ONI Stock Takes a Hit
Shares of ONI Systems Inc. (Nasdaq: ONIS) took a dive after the company last night reported a sharp decline in revenues in its third quarter, ended September 30, 2001 (see ONI Reports Its Losses). Net revenues for the quarter were $40.2 million, down from $68.2 in the second quarter. Results were in line with a previous warning.
In trading midday Wednesday, ONI shares declined -1.37 (20.66%) to 5.26.
ONI reported a net loss of $103.9 million or 77 cents a share, compared to a net loss of $35.1 million or 30 cents a share for the same period last year.
ONI had warned of the decline in revenues in late September, revising an earlier estimate of $75 million to $80 million. Since then, the company has reduced its workforce by 16 percent, consolidated its facilities, resized its inventory and equipment, and reduced planned capital expenditure.
“I think we’ve been fairly thoughtful in regard to where those cuts had to go,” CEO Hugh Martin said on the earnings conference call Tuesday night. Martin cited the industry downturn in capital spending as a reason for the cutbacks.
Alex Henderson, an analyst with Salomon Smith Barney, says that the drop in stock price didn’t come as a big surprise: “There was little visibility of cuts in the future, and there’ll probably even be rising costs. Now, that’s problematic.”
Rick Schafer of CIBC World Markets agrees. "It’s about people not wanting to wait around for profitability," he says.
In line with the changes, ONI recorded about $68 million in restructuring and special charges in the third quarter and expects another $10 million to $15 million in the fourth quarter. Before special charges, restructuring, and non-cash charges related to the amortization of deferred stock compensation, ONI said it lost $26.1 million, or 19 cents per share, and that it expected a further pro forma net loss of 16 to 20 cents per share in the fourth quarter.

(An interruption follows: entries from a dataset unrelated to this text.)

PR #1875, opened 2026-08-11
rando grass optimization

Jameriquiah:
null

### Build Artifacts
  - [2ship-linux.zip](https://nightly.link/HarbourMasters/2ship2harkinian/actions/artifacts/9092050877.zip)
  - [2ship-windows.zip](https://nightly.link/HarbourMasters/2ship2harkinian/actions/artifacts/9092005619.zip)
  - [2ship-mac.zip](https://nightly.link/HarbourMasters/2ship2harkinian/actions/artifacts/9091823419.zip)


Eblo (approved):

Jameriquiah:
oh this wasnt something i was actually intending to get in yet, was just for proxy to test something on when he got around to it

The company did add three new customers in the quarter, raising the count to 27. They had originally been expecting to have 32 to 34 customers by the end of the year, but their revised prognosis calls for 28 to 30.

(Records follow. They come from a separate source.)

PR #1882, opened 2026-08-12
properly remove all incompatible o2rs

garrettjoecox:
`std::filesystem::remove("mm.o2r");` was not working on mac release, nor on my local dev because multiple locations were checked for the o2r and it only removed one of them.

This ensures it removes all of them so that the "redirect" actually redirects.

### Build Artifacts
  - [2ship-mac.zip](https://nightly.link/HarbourMasters/2ship2harkinian/actions/artifacts/9277534116.zip)
  - [2ship-linux.zip](https://nightly.link/HarbourMasters/2ship2harkinian/actions/artifacts/9277345328.zip)
  - [2ship-windows.zip](https://nightly.link/HarbourMasters/2ship2harkinian/actions/artifacts/9277299864.zip)

### DIFF
--- a/mm/2s2h/BenPort.cpp
+++ b/mm/2s2h/BenPort.cpp
@@ -238,6 +238,19 @@ bool PathTestCleanup(FILE* tfile) {
     return true;
 }
 
+static bool RemoveArchiveAcrossAppDirs(const std::string& fileName) {
+    for (const std::string& path : { Ship::Context::GetPathRelativeToAppDirectory(fileName, appShortName),
+                                     Ship::Context::GetPathRelativeToAppBundle(fileName), "./" + fileName }) {
+        std::error_code err;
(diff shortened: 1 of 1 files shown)


Malkierian:
Why do you have o2rs in multiple usable locations to begin with?

Malkierian:
Oh, wait, it wasn't actually removing from the locations that were checked is what you're saying.

Malkierian:
As a side note, you might want to change the plural "archives" to "archive" here and elsewhere as well, since the plural was a leftover from SoH.

Malkierian:
Oh, and maybe change it from "and it could not be automatically removed" to "but" instead. Bit more correct grammar.

Malkierian:
Also, you might want to grab my duplicate-parsing fix from https://github.com/HarbourMasters/Shipwright/pull/7063 which incorporated this PR for SoH.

In addition to struggling with a tough market, ONI was hit for about $3 million in the third quarter in the process of obtaining its OSMINE certification, which the company needs if it wants to do business with the ILECs. On the conference call, Martin sounded optimistic about the process, saying that it was essential to its business with some of the larger telecom companies.
Although Martin would not give guidance on what ONI expects 2002 to look like, he did say that the company’s goal is now to set aside enough cash and cash equivalents to last for the next four years, in order to get ONI through the slump in the economy.
Martin also said he felt the company had a good chance against its competition. “There’s size, and there’s size,” he said, referring to the current problems facing both larger competitors -- like Ciena Corp. (Nasdaq: CIEN), Lucent Technologies Inc. (NYSE: LU), and Nortel Networks Corp. (NYSE/Toronto: NT) -- and new startups. “We think we can give better service and support as a so-called 'mid tier' company. We tend to be as reliable as some of these big guys.”
Shafer agrees that things aren’t looking as bleak for ONI as the fall in stock prices may indicate. “The margins are a lot better than a lot of people expected,” he says, pointing out that at 37 percent, the company is experiencing some price stabilization.
Henderson concurs, saying he thinks the stock price is also leveling out. “It ain’t going any lower,” he says.